Here is a pen that got some notice with a magazine. I won 3rd place with it. It is a Baron with ebony black wood and aluminum dots. The cap is all aluminum. The ebony has 8 coats of med CA and the cap was spun and polished to a high shine. This pen sold almost imediately after I got it off the lathe. These type segmented pens are only the tip of the ice that I want to get into. 

Thanks for looking. As always any comments or questions are always welcomed.


----------



## jking (Sep 24, 2012)

That looks very nice.  It's understandable that it sold very quickly.


----------



## wiset1 (Sep 24, 2012)

Love the work you're doing these days, and this just shows a stunning ability to convert imagination into hand turned reality.  Awesome


----------



## gbpens (Sep 24, 2012)

Metal is simply pure class when done right and you did it right!


----------



## skiprat (Sep 24, 2012)

John, I think it's very striking and I like it a lot.  However, I think you got a tiny error in the spacing between the rings of dots.  Hope you don't mind me saying so but we both know that if anyone can get absolute accuracy with segments or spacing then it's you. :wink::biggrin:


----------



## Dustygoose (Sep 24, 2012)

I see why it sold quickly.  Sweet pen


----------



## bobjackson (Sep 24, 2012)

Sharp looking pen. Great job.


----------



## Robert111 (Sep 24, 2012)

Okay, John. I see you ARE a pen guy. (re: my PM). Now I remember the Panache of yours I saw a few days ago. Brilliant work! Looking forward to seeing more!


----------



## Wright (Sep 24, 2012)

I like that, something different. Great looking pen! Thinking outside the box.


----------



## Jeremy Pederson (Sep 24, 2012)

*pen*

great pen and congrats on 3rd place


----------



## alamocdc (Sep 24, 2012)

Another nice one, John.

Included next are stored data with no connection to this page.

PR #25222, opened 2025-07-01
tree-wide: alternatives support for pacman

robertkirkman:
- The `update-alternatives` tool can also be used by `pacman`-based Termux installations, and is necessary for convenient management of some symbolic links, like `$PREFIX/bin/pager`, so split from `dpkg` into a subpackage that `pacman` can depend on the same way that `apt`-based bootstraps pull in `update-alternatives`
- This block is frequently found as necessary among packages that have a `postinst` script:

```bash
if [ "$TERMUX_PACKAGE_FORMAT" = "pacman" ]; then
	echo "post_install" > postupg
fi
```

- The reason this block is necessary is because otherwise, when upgrading packages using `pacman`, if the package was already previously installed (an "upgrade" situation), **unlike `apt`, `pacman` does not actually run its `post_install` script function by default, only its `post_upgrade` script function.**

- I noticed that to avoid repetitively pasting it into many packages, it seems reasonable to globally include this check and override in `termux_step_create_pacman_install_hook()`.

- `postupg` is not used for anything else anywhere in Termux except for termux-pacman. Therefore, it seems safe to universally override `post_upgrade()` with `post_install()` in pacman packages anytime a `postupg` script that does something other than `post_install` doesn't actually exist in Termux (no such script currently exists, but could in the future) and a `post_install` script function has already been created (implying that a `postinst` script existed and has just been converted into a `post_install` function in the pacman `.INSTALL` file)


robertkirkman:
I have now actually tested this on a termux-pacman device.

- as expected, `update-alternatives` seems to correctly work independently on its own on a termux-pacman device where `dpkg` isn't installed at all

- However, I noticed that even after `update-alternatives` has been installed, on termux-pacman, the preexisting `.INSTALL` scripts for pacman to run `update-alternatives` wouldn't actually run whenever I installed the packages.
  - I noticed that was because the necessary `echo "post_install" > postupg` command has not been getting run in many places, so I moved all instances of `echo "post_install" > postupg` into a single global location that can hopefully propagate it more reliably.
  - It is necessary to revision-bump many packages after applying the global equivalent of `echo "post_install" > postupg` appropriately, to signal to the termux-pacman CI to rebuild and redeploy these packages with corrected pacman `.INSTALL` files


I have added commits with all the additional changes that were necessary for the `update-alternatives` system to begin working when I test it on the termux-pacman device.

```
~ $ pacman -U ./nano-8.5-3-arm.pkg.tar.xz 
loading packages...
resolving dependencies...
looking for conflicting packages...

Packages (1) nano-8.5-3

Total Installed Size:  0.58 MiB

:: Proceed with installation? [Y/n] 
(1/1) checking keys in keyring                                        [######################################] 100%
(1/1) checking package integrity                                      [######################################] 100%
(1/1) loading package files                                           [######################################] 100%
(1/1) checking for file conflicts                                     [######################################] 100%
(1/1) checking available disk space                                   [######################################] 100%
:: Processing package changes...
(1/1) installing nano                                                 [######################################] 100%
update-alternatives: using /data/data/com.termux/files/usr/bin/nano to provide /data/data/com.termux/files/usr/bin/editor (editor) in auto mode
:: Running post-transaction hooks...
(1/1) Creating the whatis database...
~ $ readlink -f $(command -v editor)
/data/data/com.termux/files/usr/bin/nano
~ $ 
```

robertkirkman:
The error says that the checksum of the `zrok` source download is invalid. I will look later to find out why the checksum is invalid and what should be done.

robertkirkman:
All the packages that need to be rebuilt couldn't be built within 6 hours, so there will need to be a second PR later to revision-bump the remaining packages.

I also had to change the checksum of `zrok`. Unfortunately, I don't know why the checksum of `zrok` has changed. I would be relieved if someone knows why that happened.

TomJo2000:
> All the packages that need to be rebuilt couldn't be built within 6 hours, so there will need to be a second PR later to revision-bump the remaining packages.
> 
> I also had to change the checksum of `zrok`. Unfortunately, I don't know why the checksum of `zrok` has changed. I would be relieved if someone knows why that happened.

`zrok` will occasionally do retags of their latest releases, it's an annoying tendency.

robertkirkman:
If accepted, this PR + the follow-up revision-bumps would solve this error that currently happens in default termux-pacman after installing `git`:

```
~ $ mkdir test1
~ $ cd test1
~/test1 $ touch file
~/test1 $ git add file
~/test1 $ git commit
hint: Waiting for your editor to close the file... error: cannot run editor: No such file or directory
error: unable to start editor 'editor'
Please supply the message using either -m or -F option.
~/test1 $ 
```


(explanation: the `editor` symlink is now the default editor of `git` for termux-apt, so termux-pacman has desynchronized from the configuration of termux-apt with regard to the default editor for many programs)

https://github.com/termux/termux-packages/blob/c8e204d66241902a29a9f261803b0ffacb74df75/packages/git/build.sh#L34-L35

robertkirkman:
I have realized that unfortunately, installing `update-alternatives` into termux-pacman would create a folder named `/data/data/com.termux/files/usr/var/lib/dpkg/alternatives`. While it would still work because `update-alternatives` works independently from `dpkg`, the presence of a folder named `dpkg` in non-`dpkg` Termux would compromise the idea of alternative package manager in Termux, so it is best to implement this in termux-pacman a different way.

image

It's no wonder it sold right away!


----------



## jttheclockman (Sep 24, 2012)

skiprat said:


> John, I think it's very striking and I like it a lot. However, I think you got a tiny error in the spacing between the rings of dots. Hope you don't mind me saying so but we both know that if anyone can get absolute accuracy with segments or spacing then it's you. :wink::biggrin:


 


Thanks Steve.

Now I know your eyes are better than mine which are getting quite old, and being I do not have this pen any more to confirm that, I would go out on the limb and have to say they were dead on accurate because of the method I use to do these type pens. I know it is done on a wood lathe but the setup I am using is pretty darn close to being accurate as can be. I know sometimes indexing wheels can have some slop in them but I tried the best I could to account for that.  Not saying you are wrong but I do not see it and hopefully it is just the photo distortion.


----------



## jttheclockman (Sep 24, 2012)

Robert111 said:


> Okay, John. I see you ARE a pen guy. (re: my PM). Now I remember the Panache of yours I saw a few days ago. Brilliant work! Looking forward to seeing more!


 
Thanks Robert as I mentioned just do a search of my name and you will see lots of pens I have done in the past and shown here. before I left. . I do not put them in a album though so you have to see them in the Show us your pens forum. 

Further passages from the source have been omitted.